∞ Valeria Del Castillo
A moment of crisis in my life was when I moved to the U.S. I was ten and I didn’t wanted to leave my friends that I had in Tijuana. I didn’t wanted to learn a whole new language or go to a different school. I was sad and mad with my parents because I felt like they didn’t care what I was feeling. I wanted to do whatever I could so they would send me back. But at one point I realized why this was the best for my brothers and I. This experience helped me learn new things such as a new language, new sports, and new passions.
Moving to a new country was difficult. I felt it was a pretty drastic change because it was so different from what I was used to. Back in Tijuana I was use to play outside everyday after school with all the kids from the neighborhood. When we arrived at our new home we thought there were no kids because they wouldn’t go outside— maybe sometimes but it was totally different. I didn’t want to attend a new school. When I did, I wouldn’t pay attention. I didn’t even try. I wanted to get kicked out. I didn’t want to make any friends. I remember being alone at lunch and recess. I would go to the restroom and stay there or just sit down under a tree near by, all by myself. I changed my attitude completely from prior to coming to the U.S.
I used to be really friendly and talkative, and all that changed. My parents would get mad but were worried at the same time. The principal would call them in. They would talk to me and ask what was happening. I would tell them that they already knew I didn’t want to be here. They always were trying to tell me how moving was a good change for my brothers and me. I would always respond with “If it was the best for me and my brothers, then how come when we were born we moved to Tijuana just a couple months after?” They never really gave me a solid answer for that, they just wanted me to understand something that I couldn’t see. I stopped going to dance class even though I loved the class. I told my parents that if we were moving then I wouldn’t participate in anything, including dance.
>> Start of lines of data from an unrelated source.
PR #10045, opened 2026-01-04
Mark leaflet-gpx as compatible with v2.x

mpetazzoni:
The Leaflet GPX plugin (in its `main` branch) is now compatible with v2.x, verified against the latest Leaflet alpha release.


jonkoops:
Hi @mpetazzoni, we're holding off on merging further PRs with 2.0 support for plugins, as we are likely making some more API changes while in alpha. See https://github.com/Leaflet/Leaflet/issues/9842#issuecomment-3302673291. Once we're in a beta/release candidate stage, I think we can commit to landing these again.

When I started middle school I learned to deal with the change and began making the best of my situation. I started to learn a new language without even noticing and I enjoyed the duality. I developed a love for learning languages. I started to talk to people and make new friends. I was being myself again. At that moment I asked my mom if we could look for dance classes in the area and we did. Once high school started I started trying different things. I participated in sports year round: Track and Field and Cross-Country. I discovered theatre—and during my sophomore year I joined the Drama club and I fell in love with it. I started taking French my last two years of high school and it’s one of those things that I kept at, because I really want to learn as many languages as I could. I had the opportunity to stay one month at UCSD to live the college experience the summer before senior year. This experience also gave me the opportunity to travel. Last summer I had the experience of studying French in France, and I got the chance to visit other places. I don’t really know if I would have had that opportunity back home. I also met my best friend and a lot of new people. All this made me really happy and helped me realize I was in the right place.
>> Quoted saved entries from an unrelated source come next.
PR #10051, opened 2026-01-05
Consistently call super class `initialize()` method

jonkoops:
As part of landing standard JavaScript class constructors, we must consistently call the constructor of the super class. This is currently not the case with the existing `initialize()` method, so this PR adds these changes first, before migrating fully over to standard constructors. This is to ensure the size of the PR doesn't get too big and its contents remain reviewable.

### DIFF
--- a/src/control/Control.Attribution.js
+++ b/src/control/Control.Attribution.js
@@ -1,7 +1,6 @@
 
 import {Control} from './Control.js';
 import {LeafletMap} from '../map/Map.js';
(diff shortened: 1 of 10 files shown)


jonkoops:
@Leaflet/core @Leaflet/leaflet-maintainers could I get a review for this PR, so I can land the rest of the refactoring required for 2.x?

jonkoops:
Thanks for the review, Ivan!

PR #10053, opened 2026-01-05
Fixing infinite zoom issue with flyTo() with specific bounds values

itslevo:
Issue is adequately demonstrated by the following snippet: https://plnkr.co/edit/BgxmmrJcHynLivtV?preview

Seemingly benign coordinate and zoom values result in a wild camera trajectory, followed by an imminent `NaN` value crash.

While I'm not entirely sure of all the underlying calculus, the issue basically comes down to the value returned by the `r(1)` function call produced by taking a `log()` of the `Math.sqrt(b * b + 1) - b` equation. The chosen constant of 0.000000001 does not, unfortunately, cut off the entire range of values that result in `Math.log(sq)` returning values < -18. As far as I can tell, values of `b` that cause trouble begin somewhere around `b = 29826170` (see graph below)

Screenshot 2026-01-05 at 17 17 24

Putting 29826170 into the equation results in a value of 1.4901161193847656e-8, or 0.000000014901161193847656. The newly chosen constant value of 0.000000015 therefore fulfils the condition of `sq < 0.000000015`.

Need recommendation for a better test case, as in case of the fail condition, the test merely starts throwing the `NaN` error. Don't know if this is the best possible way to test this. Thank you.

### DIFF
--- a/spec/suites/map/MapSpec.js
+++ b/spec/suites/map/MapSpec.js
@@ -1459,7 +1459,7 @@ describe('Map', () => {
 		});
 
 		it('should handle parameters leading to Math.log(sq) issue', function (done) {
-			container.style.width =
+			container.style.width = '1024px';
 			container.style.height = '1024px';
 			container.style.visibility = 'visible';
 


IvanSanchez:
@itslevo The linter is complaining about a missing semicolon, please check that.

spec/suites/map/MapSpec.js
```diff
@@ -1457,6 +1457,29 @@ describe('Map', () => {
 
 			map.flyTo(newCenter, 22, {animate: true, duration: 0.1});
 		});
+
+		it('should handle parameters leading to Math.log(sq) issue', function (done) {
+			container.style.width =
```
jonkoops: Why is the right-hand side of this assignment not populated? If the value is the same as the height, it is fine to assign it the same value explicitly.

itslevo: I believe the assignment happens as `container.style.width = container.style.height = '1024px';` but I will write it out more explicitly.

jonkoops: Thanks!

jonkoops:
I am merging this in, thanks for the fix @itslevo! If you'd like to land your work in the 1.x series of Leaflet as well, please backport your work by opening a PR to the [`v1`](https://github.com/Leaflet/Leaflet/tree/v1) branch.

I remember during this time my dad would go to Tijuana every day to work, and still does. I asked him if he could take me to our home over there. I couldn’t because of school, but they took me during the weekends. For the first year, sometimes we went to Tijuana when we could. Sometimes we stayed in our home, but most of the time we had to come back to the U.S. It got to a point where I felt that I didn’t even need to go back to be comfortable. I was starting a new life—or I was just starting to actually live—and was beginning enjoy my youth.
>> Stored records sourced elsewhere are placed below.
Issue #10047, opened 2026-01-05
Stop exposing modules on other classes


jonkoops:
Currently, a lot of classes exported by Leaflet are attached to other classes (e.g. `LeafletMap.Drag`, `Control.Layers`, etc.). This means that they are not tree-shakable (see #9814), and our modules have side effects, making it hard to eliminate dead code.

As part of this issue, all classes exported by Leaflet must not have other classes attached to them, and these classes must be individually importable. For example, instead of exporting `Control.Layers`, the class should be exported as `LayersControl`.

mourner:
Definitely worth doing. The current naming is a relic of namespacing classes in pre-ES era, no longer relevant.

jonkoops:
@simon04 I think all tasks for this issue have been accomplished, right? Or do we still have places left where we are modifying the exports?

simon04:
I think, we're done. Thanks for your work and your reviews!

jonkoops:
Awesome, then I am closing this one. Thanks a lot for the help!

PR #10056, opened 2026-01-05
TileLayer: stop exposing modules on other classes

simon04:

### DIFF
--- a/docs/examples/wms/index.md
+++ b/docs/examples/wms/index.md
@@ -25,7 +25,7 @@ When somebody publishes a WMS service, most likely they link to something called
 
 	http://ows.mundialis.de/services/service?request=GetCapabilities
 
-Leaflet does not understand WMS `GetCapabilities` documents. Instead, you have to create a `L.TileLayer.WMS` layer, provide the base WMS URL, and specify whatever WMS options you need.
+Leaflet does not understand WMS `GetCapabilities` documents. Instead, you have to create a `L.TileLayerWMS` layer, provide the base WMS URL, and specify whatever WMS options you need.
 
 The base WMS URL is simply the `GetCapabilities` URL, without any parameters, like so:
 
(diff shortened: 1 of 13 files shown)


docs/examples/wms/index.md
```diff
@@ -25,7 +25,7 @@ When somebody publishes a WMS service, most likely they link to something called
 
 	http://ows.mundialis.de/services/service?request=GetCapabilities
 
-Leaflet does not understand WMS `GetCapabilities` documents. Instead, you have to create a `L.TileLayer.WMS` layer, provide the base WMS URL, and specify whatever WMS options you need.
+Leaflet does not understand WMS `GetCapabilities` documents. Instead, you have to create a `L.TileLayerWMS` layer, provide the base WMS URL, and specify whatever WMS options you need.
```
mourner, line 28: Just wondering, should we replace all the instances of `L.` in the docs for the relevant classes while we're at it? Since we don't use it in the code, it probably doesn't make sense referencing it this way too.

```suggestion
Leaflet does not understand WMS `GetCapabilities` documents. Instead, you have to create a `TileLayerWMS` layer, provide the base WMS URL, and specify whatever WMS options you need.
```

mourner (approved):

docs/examples/wms/index.md
simon04: Fine by me, but there seem to plenty of occurrences of `L...` in all docs/examples, and thus be better handled by a separate PR?

mourner: Yeah, separate's fine too

simon04: I'm happy to provide a follow-up PR once this series of PRs is merged. :)

jonkoops: Yes, let us handle this as a separate PR. Contribution is welcome :)

jonkoops (approved):
LGTM, thanks again!

PR #10058, opened 2026-01-05
Handler: stop exposing modules on other classes

simon04:


simon04:
I've rebased in order to resolve merge conflicts.

spec/suites/map/handler/TapHoldHandlerSpec.js
```diff
@@ -4,7 +4,7 @@ import sinon from 'sinon';
 import UIEventSimulator from 'ui-event-simulator';
 import {createContainer, removeMapContainer} from '../../SpecHelper.js';
 
-describe('LeafletMap.TapHoldSpec.js', () => {
+describe('TapHoldSpecHandler', () => {
```
jonkoops: We can omit the 'spec' part here, like with the other specs.

```suggestion
describe('TapHoldHandler', () => {
```

jonkoops:
Thanks again @simon04, merging this in.

PR #10059, opened 2026-01-05
Icon: stop exposing modules on other classes

simon04:


Falke-Design (approved):

simon04:
> Can we change the name to `DefaultIcon`? 

Done. :smile:

PR #10063, opened 2026-01-07
Rename WMSTileLayer for consistency

simon04:
Follow-up for https://github.com/Leaflet/Leaflet/pull/10056.

### DIFF
--- a/build/leafdoc-templates/html.hbs
+++ b/build/leafdoc-templates/html.hbs
@@ -42,7 +42,7 @@ bodyclass: api-page
 		<h4>Raster Layers</h4>
 		<ul>
 			<li><a href="#tilelayer">TileLayer</a></li>
-			<li><a href="#tilelayer-wms">TileLayerWMS</a></li>
+			<li><a href="#wmstilelayer">WMSTileLayer</a></li>
 			<li><a href="#imageoverlay">ImageOverlay</a></li>
 			<li><a href="#videooverlay">VideoOverlay</a></li>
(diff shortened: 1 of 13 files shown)


build/leafdoc-templates/html.hbs
```diff
@@ -42,7 +42,7 @@ bodyclass: api-page
 		<h4>Raster Layers</h4>
 		<ul>
 			<li><a href="#tilelayer">TileLayer</a></li>
-			<li><a href="#tilelayer-wms">TileLayerWMS</a></li>
```
jonkoops, line 45: Do we need to update the `href` here? I still see references to `#tilelayer-wms` in one of the examples, and I am sure there will be external links referencing it as well. If we need to update the `href` because the title has changed, let's also update that example.

src/layer/tile/WMSTileLayer.js
jonkoops, line 1: Looks like this file has some unrelated line-ending changes, could you revert those?

build/leafdoc-templates/html.hbs
IvanSanchez: Yes, we do. The anchor names are derived from the class names (in lowercase).

jonkoops: Gotcha, thanks!

src/layer/tile/WMSTileLayer.js
simon04: I've rebased onto main.

jonkoops (approved):

jonkoops:
Thanks @simon04!

PR #10068, opened 2026-01-10
Remove emptyImageUrl and asscociated logic

### LINKED ISSUE #9363: Change setup around invisible pixel
### Checklist

### Motivation

I am working on a project where we are targeting a strict content security policy and we are having some issues with Leaflet. The issue is described here on a now closed issue:
https://github.com/Leaflet/Leaflet/issues/6113

In short - Leaflet creates empty pixels using 'data:', which we can not allow in our web applications with our strict CSP.

A solution was proposed in the closed issue, but it does not seem to work anymore. It would be awesome to have a solution where the invisible pixel is not set using 'data:'.

### Suggested solution

Would be great if the Leaflet package declares the empty pixel as a .gif file instead.

### Alternatives considered

_No response_

### LINKED ISSUE #10050: Remove `emptyImageUrl` and asscociated logic
The `emptyImageUrl` property was added to deal with old mobile WebKit bugs, and is no longer required. It should be eliminated, as well as all the associated logic that comes with it. See the linked discussion for more information.

### Discussed in https://github.com/Leaflet/Leaflet/discussions/10048

<div type='discussions-op-text'>

<sup>Originally posted by **williwyg** January  5, 2026</sup>
Could you please consider changing the emptyImageUrl to "//:0". This will serve the same purpose as the current setting but will allow a strict CSP header to be used with img-src 'self' </div>

SerAbin1:
Remove legacy emptyImageUrl workaround

Closes #10050 
Closes #9363

### DIFF
--- a/src/layer/tile/TileLayer.js
+++ b/src/layer/tile/TileLayer.js
@@ -252,7 +252,7 @@ export class TileLayer extends GridLayer {
 				tile.onerror = Util.falseFn;
 
 				if (!tile.complete) {
-					tile.src = Util.emptyImageUrl;
+					tile.setAttribute('src', '');
 					const coords = this._tiles[i].coords;
 					tile.remove();
 					delete this._tiles[i];
@@ -272,13 +272,13 @@ export class TileLayer extends GridLayer {
 		if (!tile) { return; }
 
 		// Cancels any pending http requests associated with the tile
-		tile.el.setAttribute('src', Util.emptyImageUrl);
+		tile.el.setAttribute('src', '');
 
 		return super._removeTile(key);
 	}
 
 	_tileReady(coords, err, tile) {
-		if (!this._map || (tile && tile.getAttribute('src') === Util.emptyImageUrl)) {
+		if (!this._map || (tile && tile.getAttribute('src') === '')) {
 			return;
 		}
 
--- a/src/core/Util.js
+++ b/src/core/Util.js
@@ -117,8 +117,4 @@ export function template(str, data) {
 	});
 }
 
-// @property emptyImageUrl: String
-// Data URI string containing a base64-encoded empty GIF image.
-// Used as a hack to free memory from unused images on WebKit-powered
-// mobile devices (by setting image `src` to this string).
-export const emptyImageUrl = 'data:image/gif;base64,R0lGODlhAQABAAD/ACwAAAAAAQABAAACADs=';
+


docs/reference.html
jonkoops, line 1: Can you remove these changes, we try not to update the documentation in PRs like this.

src/layer/tile/TileLayer.js
```diff
@@ -252,7 +252,6 @@ export class TileLayer extends GridLayer {
 				tile.onerror = Util.falseFn;
 
 				if (!tile.complete) {
-					tile.src = Util.emptyImageUrl;
```
jonkoops, line 255: It looks like removing an element is not enough for browsers to cancel the request for the image. In order to speed up tile loading on slow connections, we should still cancel the request. I have done a little research, and found out that setting the source to an empty string works consistently across all browsers we support (Chrome, Firefox and Safari).

Please change this line to:
```js
tile.setAttribute('src, '');
```

src/layer/tile/TileLayer.js
```diff
@@ -271,14 +270,11 @@ export class TileLayer extends GridLayer {
 		const tile = this._tiles[key];
 		if (!tile) { return; }
 
-		// Cancels any pending http requests associated with the tile
-		tile.el.setAttribute('src', Util.emptyImageUrl);
-
```
jonkoops, line 276: Please restore the code here as well, and use an empty string as the value.

src/layer/tile/TileLayer.js
```diff
@@ -271,14 +270,11 @@ export class TileLayer extends GridLayer {
...
 		return super._removeTile(key);
 	}
 
 	_tileReady(coords, err, tile) {
-		if (!this._map || (tile && tile.getAttribute('src') === Util.emptyImageUrl)) {
```
jonkoops, line 281: Please restore this code, and check against an empty string source.

src/layer/tile/TileLayer.js
SerAbin1: Okay, thanks. I have updated the PR.

jonkoops:
Thanks again @SerAbin1!

mourner:
@jonkoops I did a little digging in the code where that hack was first introduced, and back then (15 years ago!) it had the following comment:

image

I'm pretty sure that since then all those issues were fixed, but commenting just in case — hopefully Android / iOS now frees memory correctly when setting to an empty string?

jonkoops:
> hopefully Android / iOS now frees memory correctly when setting to an empty string?

I did a little testing on my old Android phone (on Chrome), and I could not see any memory pressure from uncollected images. I have not tested on iOS, but I assume the result is the same. Those old browsers were notorious for being extremely leaky, this was when it was still all built on top of crappy WebKit browsers stuck on specific versions.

At the beginning, I didn’t know it but this move opened a lot of doors for me. I was young when I moved and I couldn’t realize how selfish I was being by not embracing the culture and opportunities. I know a lot of people who moved to the U.S. for a while, some loved it and others it just wasn’t for them. I know there are going to be a lot of things that I will miss if I move too far from San Diego. I like to have the experience of both countries. I feel more secure in the U.S. but I identify way more with the culture in Mexico—to me it’s more fun. No matter how hard the change was, my family never changed. I still have such a united family: we go out to eat, the movies, and my brothers’ soccer games. We still incorporate our culture in everything we do such as food, family unity, and holidays.
I don’t know what would have happened if I had never moved. I don’t know what kind of experiences I would have had over there, but I know which ones I’ve had over here. I discovered a whole new passion, I made an amazing friendship, and I tried things that maybe I wouldn’t have tried back home. Things always happen for a reason and now I know what the reason was. The move made me learn new things, it helped me get involve with different cultures, which is never bad. Now I can look at life with a different perspective and with a lot more experience for my age. I discovered how I really like living here and the benefits living here brings me. Like I said before, I wouldn’t like to move too far from the country that saw me grow up, but then again a lot of the growth happened for me in the U.S. I hold both experiences close. I never want to forget where I come from.